Wondering if there is anyone else with p9x79-e ws or similar 4 GPU board that can do same bios setting GEN test.
I recently did run into an forum where guy was testing difference with 4 cards and there was pretty big improvement with PCIE3 over 2 with higher resolutions. But so far can’t confirm that at least when testing with 1 GPU only.
So that is all for now, as soon as I get titan to 2nd config will do another round of tests just to see how much performance hit I have with cards in config 1 compared to config 2.
And yes I do wanna use them to maximum, paying premium price for all components to have sub performance at the end is not cool at all :frowning:


#17

Im not surprised the pci generation makes no difference, remember thats just affecting the bandwidth when sending data to or from the card. Seeing as most apps will send the data to the card pretty fast anyway, the card will run these tests entirely self contained, very little data will be sent back and forth between the cpu and gpu.

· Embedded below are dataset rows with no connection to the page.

PR #309, opened 2022-05-09
Add Github Organisation Member Refresh for new Members

pfltdv:
#### Summary
Mattermod only fetchs GitHub Organisational Members at startup and there is no refresh mechanism inside. However Mattermod-jobserver fetches members everyday. This causes redeployment of mattermod for new Github members.  

This PR contains cron job to refresh members everyday for mattermod.

#### Ticket Link
Jira: https://mattermost.atlassian.net/browse/DOPS-971

### DIFF
--- a/cmd/mattermost-mattermod/main.go
+++ b/cmd/mattermost-mattermod/main.go
@@ -74,11 +74,7 @@ func main() {
 
 	c := cron.New()
 
-	_, err = c.AddFunc("0 2 * * *", func() {
-		time.Sleep(time.Duration(5) * time.Second)
-		s.RefreshMembers()
-	})
-
+	_, err = c.AddFunc("10 2 * * *", s.RefreshMembers)
 	if err != nil {
 		mlog.Error("failed adding RefreshMembers cron", mlog.Err(err))
 	}
--- a/cmd/mattermost-mattermod/main.go
+++ b/cmd/mattermost-mattermod/main.go
@@ -13,6 +13,7 @@ import (
 	"github.com/mattermost/mattermost-mattermod/metrics"
 	"github.com/mattermost/mattermost-mattermod/server"
 	"github.com/mattermost/mattermost-server/v5/mlog"
+	"github.com/robfig/cron/v3"
 	"golang.org/x/net/context"
 )
 
@@ -70,6 +71,15 @@ func main() {
 			return
 		}
 	}()
+
+	c := cron.New()
+
+	_, err = c.AddFunc("0 2 * * *", s.RefreshMembers)
+	if err != nil {
+		mlog.Error("failed adding RefreshMembers cron", mlog.Err(err))
+	}
+
+	c.Start()
 
 	sig := make(chan os.Signal, 1)
 	signal.Notify(sig, os.Interrupt, syscall.SIGINT, syscall.SIGTERM)
--- a/cmd/mattermost-mattermod/main.go
+++ b/cmd/mattermost-mattermod/main.go
@@ -74,7 +74,11 @@ func main() {
 
 	c := cron.New()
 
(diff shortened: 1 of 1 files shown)


cmd/mattermost-mattermod/main.go
```diff
@@ -71,6 +72,15 @@ func main() {
 		}
 	}()
 
+	c := cron.New()
+
+	_, err = c.AddFunc("0 2 * * *", s.RefreshMembers)
```
phoinixgrr, line 77: Should we run this at a different time (before or after) jobserver cron

https://github.com/mattermost/mattermost-mattermod/blob/54f85a29c3cc53a961862ff31f35427c5276e98a/cmd/jobserver/main.go#L69

pfltdv: I picked same hours to have a same member list in `mattermod-jobserver` and `mattermod` almost at the same time. I do not know how will the applications behave if they have different set of users.

agnivade (approved):

phoinixgrr (approved):

spirosoik:
lgtm but overall it will be a good to have someone else to cross check the code. @agnivade @lieut-data any feedback here

agnivade:
Yep, this is correct. Maybe good to add a slight sleep jitter within 5 seconds to prevent hogging the rate limit quota, but otherwise good to go.

pfltdv:
@spirosoik @agnivade Thanks alot i will add sleep jitter for 5 seconds.

cmd/mattermost-mattermod/main.go
```diff
@@ -74,7 +74,11 @@ func main() {
 
 	c := cron.New()
 
-	_, err = c.AddFunc("0 2 * * *", s.RefreshMembers)
+	_, err = c.AddFunc("0 2 * * *", func() {
+		time.Sleep(time.Duration(5) * time.Second)
```
agnivade, line 78: We need to add the jitter part, which means `rand.Intn(6) * time.Second`. Always sleeping for 5 second means the same thing. We want to spread the load between the two services so that rate limits are not eaten up at the same time.

phoinixgrr: Q: Why don't just run at different timstamps, using different crons for the two services? 10 minutes or 1 hour apart for example. Wouldn't that make it more safe for API rate limiting?

pfltdv: I've tested code little bit more, when `jobserver` and `mattermod` has different set of users, that will cause no issue. Jobserver uses Org Members data only mark contributor PR's with stale label when conditions are met. Since there will be no issue, i am also in favor of starting mattermod cron job later ie. `10 2 * * *`.

pfltdv: Configured mattermod cron job 10 minute later than jobserver.

agnivade: Yep, agree with Akis.

agnivade (approved):
Thanks!

cmd/mattermost-mattermod/main.go
```diff
@@ -71,6 +72,15 @@ func main() {
...
+
+	_, err = c.AddFunc("10 2 * * *", s.RefreshMembers)
+	if err != nil {
+		mlog.Error("failed adding RefreshMembers cron", mlog.Err(err))
+	}
+
+	c.Start()
+
 	sig := make(chan os.Signal, 1)
 	signal.Notify(sig, os.Interrupt, syscall.SIGINT, syscall.SIGTERM)
```
lieut-data, line 86: For completeness, should we `c.Stop()` after shutting down?

pfltdv: c.Stop() is not called also for jobserver. I will create a followup ticket to call Stop after shutdown.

If you like, you can practically think of the pcie gen as a bottle neck for loading times, only making a second or two difference at the start of a test


#18

That does make a sense.
But it still leaves the question why does my Titan or all of them performing a lot slower then most online test I saw, and also slower then when I get one of them into this other comp :slight_smile:


#19

That, I have no idea.

All I could suggest is different driver versions, different software versions, different driver settings, something else taking away GPU time (windows aero interface, bitcoin mining trojan…) or something else lagging out the load times such as missing motherboard drivers (often dont show up in hardware manager, run the motherboard driver install disc to be sure)


#20

performance difference can vary for lots of reasons. Benchmark app versions - gpu driver versions - hardware bios versions etc etc…

Also not all GPU’s are equal. Often times vendors give cherry picked hardware to reviewers, that are more stable or are OCed, what not. It’s show off business after all.

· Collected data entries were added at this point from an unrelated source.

PR #316, opened 2022-06-29
Fix master breakage

agnivade:
We need to set the value of EnableColor field.
Otherwise it leads to a nil pointer dereference
when constructing the logger.

### DIFF
--- a/config/config-mattermod.default.json
+++ b/config/config-mattermod.default.json
@@ -112,6 +112,7 @@
     "LogSettings": {
         "EnableConsole": true,
         "ConsoleLevel": "DEBUG",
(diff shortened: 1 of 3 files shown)


isacikgoz (approved):
🙈

isacikgoz:
Did mattermod deployed after the dependency bump?

agnivade:
> Did mattermod deployed after the dependency bump?

Nope

agnivade:
Oh man GitHub has a new bug. Ctrl-Enter closes the issue rather than just commenting. And it's in my muscle memory so I am repeatedly closing the PR.

PR #317, opened 2022-06-30
MM-43288: Cleanup old cloud branches

agnivade:
We create a cron job that will once a month
and clean up old branches.

Also fix an unrelated bug with resp.NextPage.
We need to check for NextPage == 0, _after_
processing the current batch, not before. This
skips the last batch of items.

https://mattermost.atlassian.net/browse/MM-43288


isacikgoz (approved):
LGTM 👍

Your own test scenes can also not be a healthy measure, if they were created and tested with older versions of your renderer, on hardware with older drivers. Scenes created with older Octane renderer versions, render slower with version 2.0 for example.

Another thing, AFAIK there are mainboards that support 4 PCI-E X16 lanes, but none of them support all of them at those speeds at the same time.